魔王は美羽の服を捲りあげ可愛いお臍とくまさんパンツが見えるように固定し直した後少女と一緒に消えていく。

「ガムテープ剥がしていけ!スケベ魔王!」

「ダクトテープと言っておろうが!」

頭の中に声が聞こえる…

魔王と口喧嘩していても埒があかない…

美羽はキャミソールとくまさんパンツと言う完全な寝間着だった。しかもキャミソールを捲りあげられたのでお臍もくまさんパンツも丸見えだ。

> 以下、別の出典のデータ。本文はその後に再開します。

PR #1313, opened 2019-03-15
Updating to relocate PuckWaypoints on some components.

weerd:
### What does this PR do?

This PR does some margin cleanup but primarily moves some `PuckWaypoints` components _inside_ of some of the submission actions and the embed. I think in general it makes more sense to keep them in the component and helps actually remove some code cruft in the `renderers.js` (if we do this to all items we probably don't even need this file).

美羽は手首を揉み合わせてみる。手首の皮が引き攣れる感覚があるだけでベッタリ貼り付いたテープは剥がれない。

「んんんー…無理か…」

口で剣を引っ張り出して刃を当ててみる。

剣では大きすぎて肌が切れそうで無理か…

「んんんー…あぁぁぁぁぁ…うおぉー…はぁはぁ…」

どんなに力を入れてもテープはビクともしない。

「縄抜けスキルがあれば…」

(注)縄ではなくダクトテープである。

しばらくもがいていたが全く剥がれる気配がなかった。

「もう武器屋閉まってるし…」

深夜にパンツ丸出しで縛られたまま外出など暴漢に襲われに行くようなものだ…

「もーいい寝る!」

美羽は布団の上に寝転がって寝てしまった。

朝になり部屋を出ようとしたら手が届かない。

「ゔぁ゙ぁ゙ぁ゙ぁ゙ドア開けられないー!」

しばらく手で開けようと苦戦していたが結局お行儀悪く足でドアを開けて武器屋まで寝間着で走る。

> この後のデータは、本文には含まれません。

PR #1315, opened 2019-03-15
Some More #Quick Design QA Updates

mendelB:
### What does this PR do?

This PR adds a couple of quick styling updates:
- Override the Forge font rule for `.text-field`s so we use `Source Sans Pro` (https://goo.gl/yuqiri)
- Bump the minimum width for the two column styling to kick in for the gallery grid system

Re the gallery grid width - totally open to debate of course, but while testing Prom on my (android 😲) phone, it felt a bit claustrophobic to have the two column grid on the gallery:
Exhibit A

As opposed to one:
Exhibit B

The only other place this would currently affect would be the Explore Campaigns gallery:
Exhibit C

Which addmittedly does not seem as claustrophobic currently:
Exhibit D

LMK whatcha think! CC @lkpttn 

Refs [Pivotal ID #164637008](https://www.pivotaltracker.com/story/show/164637008)

### DIFF
--- a/resources/assets/scss/base.scss
+++ b/resources/assets/scss/base.scss
@@ -57,6 +57,11 @@ p {
   }
 }
 
+// Override Forge rule for .text-field font-family (https://git.io/fjeFh).
+.text-field {
+  font-family: $primary-font-family;
+}
+
 // Utility classes.
 // @TODO: Move over to Forge 7 soon!
 .background-image-centered {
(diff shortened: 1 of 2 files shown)


lkpttn:
Hmmm a real pickle. I think we go ahead and make the gallery change here, but I'd like to find a way to main two 2-across approach for galleries where it makes sense.

weerd:
As we move to include grid for more things, the size adjustment could bite us. I think we should reassess post-prom and also find a unifying approach to all galleries.

I'm seeing some issues with gallery grid definitions for images block with some weird sizing rules:

image

image

mendelB:
Great points! Definitely sounds like a great idea to re-assess, and establish a wiser approach.

PR #1317, opened 2019-03-15
Add stricter location validation & fixes for particular country codes.

DFurnes:
### What does this PR do?

This pull request adds a quick fix to filter out "bad" geolocation data provided by Fastly. It checks that the country and region codes are the correct number of characters, and massages some specific countries that weren't provided in the correct format.

Mendel [noticed this morning](https://dosomething.slack.com/archives/C3ASB4204/p1552657729291600) that some users are getting validation errors due to bad `location` format. For example, users from Guam are receiving the region of `NO REGION` from Fastly.

From scanning the logs, it looks like only users from US Territories (Guam, Puerto Rico, and American Samoa) were affected, since Fastly provides the territory as the country code (so `GU-NO REGION` instead of [`US-GU`](https://en.wikipedia.org/wiki/ISO_3166-2:GU), and `AS-NO REGION` instead of [`US-AS`](https://en.wikipedia.org/wiki/ISO_3166-2:AS)).

Refs [Pivotal ID #164667891](https://www.pivotaltracker.com/story/show/164667891)

### Checklist

### DIFF
--- a/app/Providers/AppServiceProvider.php
+++ b/app/Providers/AppServiceProvider.php
@@ -52,6 +52,12 @@ class AppServiceProvider extends ServiceProvider
                 $region = null;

縛られていて靴も履けないので裸足のまま走っていく。足の裏が痛いが構わず走る。

町の人々にぐるぐる巻きの寝間着姿披露しながら駆け抜けて行って武器屋へ転がり込む。

「いらっしゃい…なんて格好…」

「宿に魔王が来て縛られた…」

「なんじゃそりゃ?」

経緯を話すとオヤジは水を付けてミスリルのテープを剥がしていく。

美羽は寝間着姿を見られて恥ずかしいが剥がし終わるまで俯いて耐えている。

「やっと剥がせた…」

「オヤジさんありがとう///////」

「その格好で宿まで帰らせる訳にもいかんし…」

オヤジは奥から古いマントと草履を持ってきて美羽に渡す。

「ありがとう///////」

「後で剣持ってここへ来い。ヒヒイロカネの剣をミスリルと混ぜて打ち直す。オルハリコンの剣になるぞ!」

「うちは結局縛られた呪いの装備で強くなっていくのね…」

美羽はガックリ項垂れるが対魔王の最強剣が手に入る事となった。